Editoriale

L’imperativo condizionale: Non parlerò di lezione dell’Ucraina…

di Tommaso Cerno -


L’imperativo condizionale: Non parlerò di lezione dell’Ucraina…

di TOMMASO CERNO

Non parlerò di lezione dell’Ucraina, perché – come è sotto gli occhi di tutti – il non senso di quella guerra, che ormai si trascina da più di un anno e mezzo, così come la sensazione di vaghezza che l’Occidente ha mostrato in questi mesi al mondo, sono una (certo fra le tante) delle ragioni per cui Hamas ha potuto alzare il livello di scontro, passando da gruppo militare islamista terroristico a vero e proprio Stato in guerra. Ma è proprio da lì che dobbiamo partire se vogliamo cogliere il significato profondo delle parole di Joe Biden, presidente degli Stati Uniti, che in queste ore ha non solo inviato Blinken in Israele ma ha frenato sulla reazione d’impeto che Netanyahu aveva lasciato intendere sarebbe seguita al massacro di Hamas. Biden sa bene che l’imperativo di vincere contro il terrorismo è morale e materiale per l’Occidente.

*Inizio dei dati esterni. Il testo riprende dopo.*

Issue #831, opened 2018-12-21
Key Data


julien51:
Each key has an optional data field. This is important because it lets the customer (owner of the key) communicate something to the creator (lock owner).
Use cases for this are for example: encrypted email addresses, encrypted names, images... etc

E sa bene che a maggior ragione in questo momento la necessità di mostrarci guida salda del mondo democratico occidentale è una necessità assoluta, di fronte al caos globale che sta determinando un nuovo ordine e che vede la Cina guidare una alternativa proprio al dominio statunitense degli ultimi trent’anni. Una Cina che punta dritta a Taiwan e che da un quadro di guerra globale, con Libano e Iran in campo, avrebbe tutto da guadagnare. Biden lo sa bene. E sa anche che questo imperativo rischia di trasformarsi in un boomerang se non sarà accompagnato dal condizionale, ovvero da una precisa strategia con obiettivi chiari e condivisi e con metodi sostenibili di fronte alle istituzioni internazionali nel nome delle quali siamo in guerra su più fronti. Non un dettaglio, nel caso di Israele e Hamas.

Perché se oggi il governo di ultradestra dello Stato ebraico ha il diritto sacrosanto di reagire all’attacco senza precedenti messo in campo da Hamas, la finalità di questa reazione deve tenere Israele nell’alveo del disegno internazionale per il Medio Oriente e soprattutto deve tenere l’Occidente in una posizione tale da poter rappresentare una alternativa non violenta e democratica al diritto dei palestinesi di riprendere la strada della trattativa per la realizzazione dello stato di Palestina. Quello che invece non può avvenire è che la “vendetta” democratica di Netanyahu generi una mutazione profonda dello scontro con Hamas e della questione israelo-palestinese.

Una mutazione che veda all’improvviso finire nel nulla, come già ha rischiato di fare in questi anni, il lungo processo di mediazione per arrivare a quei due popoli e due Stati che erano la ragione degli accordi internazionali del 1949. E questo perché, se venisse meno questa strada, non solo l’alternativa sarebbe una lotta di supremazia fra il modello terroristico che vuole distruggere Israele e instaurare un califfato islamico sui territori, ma saremmo noi a dare ai terroristi un’arma in più, quella cioè di coalizzare le forze islamiste del Medio Oriente nell’idea di conquistare Israele e di affermare un dominio religioso dell’area, oltre che rendere la via violenta l’unica alternativa allo status quo per milioni di giovani palestinesi che, al contrario, dovremmo coinvolgere nel progetto di uno Stato libero e pacifico. E così l’imperativo condizionale torna a essere, o almeno prova a essere, la chiave di ingresso dell’Occidente nella delicata questione israeliana. Come avrebbe dovuto essere sempre. In questi anni. E come forse avremmo potuto tentare anche in Ucraina.